Two classes of ODE models with switch-like behavior

TL;DR

This paper introduces two classes of Lipschitz-continuous ODE models to study when they are consistent with Boolean models, highlighting conditions like time scale separation that influence qualitative agreement.

Contribution

The paper proposes two new classes of ODE models with switch-like behavior and analyzes conditions for their consistency with Boolean models, extending beyond Glass networks.

Findings

Consistency is linked to time scale separation in one model class.

Sufficient conditions for model agreement are identified.

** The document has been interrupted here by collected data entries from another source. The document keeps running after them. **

Issue #963, opened 2019-04-29
Consider allowing get-metrics-flow to log other events besides form views, and to take a uid.


irrationalagent:
right now we allow reliers to hit our metrics endpoint for the purposes of logging a top-of-funnel `flow.enter-email.view` flow event (which gets translated to `fxa_email_first - view` for amplitude)

https://github.com/mozilla/fxa/blob/cf9ccbb2150f12b6173be8e787023ef0f0ddb236/packages/fxa-content-server/server/lib/routes/get-metrics-flow.js#L31

we may want to expand this so that other events can be logged via this mechanism. examples:

1. a relier has a "sign up for fxa" button on their site, but no email form. if we want to track top-of-funnel for these cases, `flow.enter-email.view` isn't really the right event. however I believe we are logging this in the case of some singin buttons now e.g. send and monitor (we would also need to make a `button.view` event or similar.)

2. monitor also has the following use case. they want clicks on monitor emails (that are only sent to FxA subscribers) to count towards FxA MAU. one way to do this would be to (1) allow `get-metrics-flow` to accept FxA uids and (2) allow it to log an email click event. monitor would then append the user's FxA uid as a query parameter in their email link, and when the user arrives at the monitor site, ping our metrics endpoint with the uid attached. we then log an email click event.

Structural properties influence ODE-Boolean model consistency.

Abstract

In cases where the same real-world system can be modeled both by an ODE system $\bD$ and a Boolean system $\bB$ it is of interest to identify conditions under which the two systems will be consistent, that is, will make qualitatively equivalent predictions. In this note we introduce two broad classes of relatively simple models that provide a convenient framework for studying such questions. In contrast to the widely known class of Glass networks, the right-hand sides of our ODEs are Lipschitz-continuous. We prove that under suitable assumptions about $\bB$ consistency between $\bD$ and $\bB$ will be implied by sufficient separation of time scales in one class of our models while it may fail in the other class. These results appear to point to more general structure properties that favor consistency between ODE and Boolean models.